Everyone in marketing has an opinion about the Cracker Barrel fiasco.  What they were trying to achieve merits consideration because it is a problem many brands wrestle with. How do we move into the future without losing our past?

The brand has been struggling, so “let’s not change” is not a viable strategy.  But “change everything” didn’t prove very successful, either.

In her “Choice Hacking” blog, Jen Clinehans discusses Tide’s somewhat analogous struggles with the introduction of Cold Water Tide.  The brand initially chose a blue bottle, under the assumption that blue would be shorthand for cold.  Instead, blue proved shorthand for “not Tide.” 

Consumers were used to seeing Tide in the orange bottle.  People couldn’t find the new product at shelf because they were looking for the wrong thing.  So, P&G switched the packaging to the familiar orange (with splashes of blue on the label) and, voila, problem solved. 

Her point (and one I agree with) is that marketers should be very slow to change their brand assets.  So, tweaks to the Cracker Barrel logo or interior would have been fine.  And maybe, after a bunch of little tweaks over an extended period, it would feel like a different brand. But you risk credibility making a sweeping overhaul all at once.

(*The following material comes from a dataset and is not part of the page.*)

PR #23072, opened 2024-01-06
yggdrasil-jumper: add new package

one-d-wide:
#### Description:

Yggdrasil Jumper is independent project that aims to transparently reduce latency of a connection over Yggdrasil network, utilizing NAT traversal to bypass intermediary nodes. It periodically probes for active sessions and automatically establishes direct peerings over internet with remote nodes running Yggdrasil Jumper without requiring firewall or port configuration.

Branding consultant Vince parry sees it differently.  He believes Cracker Barrel should have gone all in and stuck with its changes even in the face of the firestorm.  His point is that a failing brand has to make major changes.  The new logo wasn’t good, but he thinks they should have embraced that:  “Instigate a nationwide movement that harvests today's love of deeply flawed humanity as an American value. Embrace Cracker Barrel because it's just like us--ugly on the outside, but truly American on the inside.”  We may not fully agree with that, but it is a perspective worth considering!